WORK REQUEST - Repeat the data below exactly. Include each line.

Stored data

────────────────

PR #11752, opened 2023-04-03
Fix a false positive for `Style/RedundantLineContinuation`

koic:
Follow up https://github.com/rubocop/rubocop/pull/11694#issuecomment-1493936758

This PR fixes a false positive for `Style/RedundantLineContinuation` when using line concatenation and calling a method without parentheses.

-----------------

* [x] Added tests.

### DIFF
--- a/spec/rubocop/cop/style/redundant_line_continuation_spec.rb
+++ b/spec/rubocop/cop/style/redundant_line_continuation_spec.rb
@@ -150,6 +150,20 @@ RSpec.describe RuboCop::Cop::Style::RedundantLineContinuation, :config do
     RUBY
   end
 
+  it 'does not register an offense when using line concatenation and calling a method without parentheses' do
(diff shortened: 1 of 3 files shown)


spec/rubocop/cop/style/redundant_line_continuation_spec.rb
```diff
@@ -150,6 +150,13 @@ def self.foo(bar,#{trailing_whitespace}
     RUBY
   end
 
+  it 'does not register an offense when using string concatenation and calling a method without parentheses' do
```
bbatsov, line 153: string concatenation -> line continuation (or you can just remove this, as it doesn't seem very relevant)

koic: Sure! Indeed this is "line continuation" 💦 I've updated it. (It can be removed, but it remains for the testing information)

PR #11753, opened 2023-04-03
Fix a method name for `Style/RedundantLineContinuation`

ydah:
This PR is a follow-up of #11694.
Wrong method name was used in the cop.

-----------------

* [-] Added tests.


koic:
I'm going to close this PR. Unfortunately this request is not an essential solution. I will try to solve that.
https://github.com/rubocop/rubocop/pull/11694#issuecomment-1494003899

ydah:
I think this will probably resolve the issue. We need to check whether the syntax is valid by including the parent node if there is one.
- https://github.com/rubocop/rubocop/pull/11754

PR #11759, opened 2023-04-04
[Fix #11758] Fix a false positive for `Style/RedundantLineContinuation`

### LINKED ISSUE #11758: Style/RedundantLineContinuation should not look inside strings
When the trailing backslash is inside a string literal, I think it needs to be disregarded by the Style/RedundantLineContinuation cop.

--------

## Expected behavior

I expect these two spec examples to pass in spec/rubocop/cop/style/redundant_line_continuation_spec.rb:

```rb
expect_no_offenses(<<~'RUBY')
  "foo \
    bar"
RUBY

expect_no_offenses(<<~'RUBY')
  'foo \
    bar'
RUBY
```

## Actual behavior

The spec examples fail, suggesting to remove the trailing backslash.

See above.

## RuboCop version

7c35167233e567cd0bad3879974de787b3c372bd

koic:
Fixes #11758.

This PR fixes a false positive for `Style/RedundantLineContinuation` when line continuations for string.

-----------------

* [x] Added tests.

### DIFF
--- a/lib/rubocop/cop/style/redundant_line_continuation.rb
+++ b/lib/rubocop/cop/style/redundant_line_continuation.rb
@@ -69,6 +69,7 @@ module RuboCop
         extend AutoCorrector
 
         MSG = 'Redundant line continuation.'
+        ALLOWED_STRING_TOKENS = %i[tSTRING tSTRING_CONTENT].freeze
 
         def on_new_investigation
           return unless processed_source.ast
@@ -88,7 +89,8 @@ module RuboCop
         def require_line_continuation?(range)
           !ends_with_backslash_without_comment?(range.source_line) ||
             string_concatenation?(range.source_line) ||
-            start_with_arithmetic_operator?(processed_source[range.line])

────────────────

RESULT BELOW -
PR #11752, opened 2023-04-03
Fix a false positive for `Style/RedundantLineContinuation`

koic:
Follow up https://github.com/rubocop/rubocop/pull/11694#issuecomment-1493936758

This PR fixes a false positive for `Style/RedundantLineContinuation` when using line concatenation and calling a method without parentheses.

-----------------

* [x] Added tests.

### DIFF
--- a/spec/rubocop/cop/style/redundant_line_continuation_spec.rb
+++ b/spec/rubocop/cop/style/redundant_line_continuation_spec.rb
@@ -150,6 +150,20 @@ RSpec.describe RuboCop::Cop::Style::RedundantLineContinuation, :config do
     RUBY
   end
 
+  it 'does not register an offense when using line concatenation and calling a method without parentheses' do
(diff shortened: 1 of 3 files shown)


spec/rubocop/cop/style/redundant_line_continuation_spec.rb
```diff
@@ -150,6 +150,13 @@ def self.foo(bar,#{trailing_whitespace}
     RUBY
   end
 
+  it 'does not register an offense when using string concatenation and calling a method without parentheses' do
```
bbatsov, line 153: string concatenation -> line continuation (or you can just remove this, as it doesn't seem very relevant)

koic: Sure! Indeed this is "line continuation" 💦 I've updated it. (It can be removed, but it remains for the testing information)

PR #11753, opened 2023-04-03
Fix a method name for `Style/RedundantLineContinuation`

ydah:
This PR is a follow-up of #11694.
Wrong method name was used in the cop.

-----------------

* [-] Added tests.


koic:
I'm going to close this PR. Unfortunately this request is not an essential solution. I will try to solve that.
https://github.com/rubocop/rubocop/pull/11694#issuecomment-1494003899

ydah:
I think this will probably resolve the issue. We need to check whether the syntax is valid by including the parent node if there is one.
- https://github.com/rubocop/rubocop/pull/11754

PR #11759, opened 2023-04-04
[Fix #11758] Fix a false positive for `Style/RedundantLineContinuation`

### LINKED ISSUE #11758: Style/RedundantLineContinuation should not look inside strings
When the trailing backslash is inside a string literal, I think it needs to be disregarded by the Style/RedundantLineContinuation cop.

--------

## Expected behavior

I expect these two spec examples to pass in spec/rubocop/cop/style/redundant_line_continuation_spec.rb:

```rb
expect_no_offenses(<<~'RUBY')
  "foo \
    bar"
RUBY

expect_no_offenses(<<~'RUBY')
  'foo \
    bar'
RUBY
```

## Actual behavior

The spec examples fail, suggesting to remove the trailing backslash.

See above.

## RuboCop version

7c35167233e567cd0bad3879974de787b3c372bd

koic:
Fixes #11758.

This PR fixes a false positive for `Style/RedundantLineContinuation` when line continuations for string.

-----------------

* [x] Added tests.

### DIFF
--- a/lib/rubocop/cop/style/redundant_line_continuation.rb
+++ b/lib/rubocop/cop/style/redundant_line_continuation.rb
@@ -69,6 +69,7 @@ module RuboCop
         extend AutoCorrector
 
         MSG = 'Redundant line continuation.'
+        ALLOWED_STRING_TOKENS = %i[tSTRING tSTRING_CONTENT].freeze
 
         def on_new_investigation
           return unless processed_source.ast
@@ -88,7 +89,8 @@ module RuboCop
         def require_line_continuation?(range)
           !ends_with_backslash_without_comment?(range.source_line) ||
             string_concatenation?(range.source_line) ||
-            start_with_arithmetic_operator?(processed_source[range.line])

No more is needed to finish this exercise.